Moro confessa crime de violação de sigilo funcional
O Brasil está estarrecido com a recente publicação de um dos mais importantes jornais deste país, a Folha de S.Paulo, denunciando a prática de crime de violação de sigilo funcional previsto no artigo 325 do Código Penal.
Pelo que se constata desse extraordinário furo de reportagem estamos diante de um verdadeiro caso de Impeachment do Ministro da Justiça, divulgado pelo presidente da República, Jair Bolsonaro e, pasmem, confirmado pelo próprio Ministério de Justiça, comandado pelo outrora todo poderoso chefe da força-tarefa da “lava jato”, o ex-juiz Sergio Moro.

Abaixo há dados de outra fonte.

PR #2161, opened 2024-03-25
refactor reflect.SliceHeader uses to allow tinygo cross-compilation

orsinium:
The `Len` and `Cap` fields of `reflect.SliceHeader` are `int` in Go and `uintptr` in TinyGo. The PR adjusts all places that set these fields to be compatible with both Go and TinyGo.

Related issue: https://github.com/tetratelabs/wazero/issues/1854


ncruces:
Do we need this now that we floor on 1.20?
I've been meaning to do a pass on APIs like [`unsafe.SliceData`](https://pkg.go.dev/unsafe#SliceData).

orsinium:
> Do we need this now that we floor on 1.20?

What does it mean? Do you ask me? Sorry, I'm out of the loop. I build my changes on top of the latest `main` branch.

> I've been meaning to do a pass on APIs like [unsafe.SliceData](https://pkg.go.dev/unsafe#SliceData).

It would be great to get rid of it eventually since it is deprecated but I'd be glad if we can get Wazero compiling to TinyGo without blocking it with refactoring. The fork we have for TinyGo is already far behind the upstream, and keeping it up-to-date is hard.

ncruces:
> What does it mean? Do you ask me? Sorry, I'm out of the loop. I build my changes on top of the latest `main` branch.

wazero has a [policy](https://github.com/tetratelabs/wazero/blob/253c0346e4c8d7bd604304447233c1a3ce0a71f7/go.mod#L3C1-L5C1) of supporting current Go version minus 2. Today, that means Go 1.20.

`unsafe.SliceData` was introduced in 1.20. It couldn't be used when the `reflect.SliceHeader` code was originally written, but it can now.

Does TinyGo support `unsafe.SliceData`? If so, that's the correct change. I don't mind doing that change myself if it helps you.

internal/wasm/memory.go
```diff
@@ -271,7 +271,7 @@ func (m *MemoryInstance) Grow(delta uint32) (result uint32, ok bool) {
 			// Use atomic write to ensure new length is visible across threads.
 			atomic.StoreUintptr((*uintptr)(unsafe.Pointer(&sp.Len)), uintptr(MemoryPagesToBytesNum(newPages)))
 		} else {
-			sp.Len = int(MemoryPagesToBytesNum(newPages))
+			sp.Len = lengthMemoryPages(newPages)
```
ncruces, line 274: Here I'd rather do:

```go
m.Buffer = m.Buffer[:MemoryPagesToBytesNum(newPages)]
```

And move the `sp` declaration inside the `m.Shared` branch.

internal/engine/wazevo/backend/isa/amd64/stack.go
```diff
@@ -79,8 +77,7 @@ func GoCallStackView(stackPointerBeforeGoCall *uint64) []uint64 {
 	{
 		sh := (*reflect.SliceHeader)(unsafe.Pointer(&view))
 		sh.Data = uintptr(unsafe.Pointer(stackPointerBeforeGoCall)) + 8 // skips the(sliceSize.
-		sh.Len = int(size)
-		sh.Cap = int(size)
+		setSliceLimits(sh, uintptr(size))
```
ncruces, line 80: Here it should be OK to do:

```go
data := unsafe.Pointer(uintptr(unsafe.Pointer(stackPointerBeforeGoCall)) + 8)
size := *stackPointerBeforeGoCall / 8
return unsafe.Slice((*uint64)(data), int(size))
```

ncruces (approved):
OK… so, I'm sorry.

I see that in most places were using the deprecated `reflect.SliceHeader` to skirt around a `go vet` warning: _possible misuse of unsafe.Pointer_.

So we need to pick our poison. If we do stick with `reflect.SliceHeader`, we should remove the TODOs for updating to `unsafe.Slice`.

I'm still pretty sure this is skirting around the rules, not fixing anything, otherwise this would be a fine way to avoid the _"you're reviving a `uintptr` which might break the GC and you really shouldn't"_ problems we were having.

Anyway, this is a longer, hairier, discussion which shouldn't block this PR.

orsinium:
@ncruces applied code suggestions ✅

evacchi:
since `reflect_{go,tinygo}.go` are new I think we can rename `reflect_go.go` to `reflect.go` so that it is clearer that's the default

orsinium:
Applied suggestion ✅

ncruces (approved):

evacchi (approved):

evacchi:
merging this, but I am not sure why tinygo is reaching this sub-package at all. It would be worth investigating if it's possible to drop the entire surface of the compiler.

Para contextualizar esse tema, pedimos vênia para transcrever toda a noticia da Folha, verbis:
1. Os fatos
“Planalto não explica por que ministro repassou dados de investigação que tramita em segredo em MG.
O Ministério da Justiça confirmou, em nota enviada à Folha, que Jair Bolsonaro “foi informado sobre o andamento das investigações em curso” sobre as candidaturas laranjas do PSL, sigla à qual o presidente é filiado. A pasta acrescentou que “as informações repassadas não interferem no trâmite das investigações”.
O inquérito, porém, tramita em segredo na Justiça Eleitoral de Minas Gerais, conforme a Folha informou nesta sexta-feira (5). Durante uma entrevista coletiva à imprensa no dia 28 em Osaka, no Japão, Bolsonaro revelou que obteve do ministro da Justiça, Sergio Moro, uma “cópia do que foi investigado pela Polícia Federal”.
Procurado na segunda-feira (1º) com uma série de perguntas sobre o assunto, o Palácio do Planalto não havia se manifestado até a publicação deste texto.
A Folha quis saber, entre outros pontos, por que o ministro Moro encaminhou uma cópia da investigação ao presidente e qual o amparo legal para o repasse de informações cobertas por segredo de Justiça. O Planalto não respondeu.
A Folha também fez uma série de indagações ao Ministério e ao ministro Moro, por meio de sua assessoria, mas não houve respostas exatas sobre os pontos questionados.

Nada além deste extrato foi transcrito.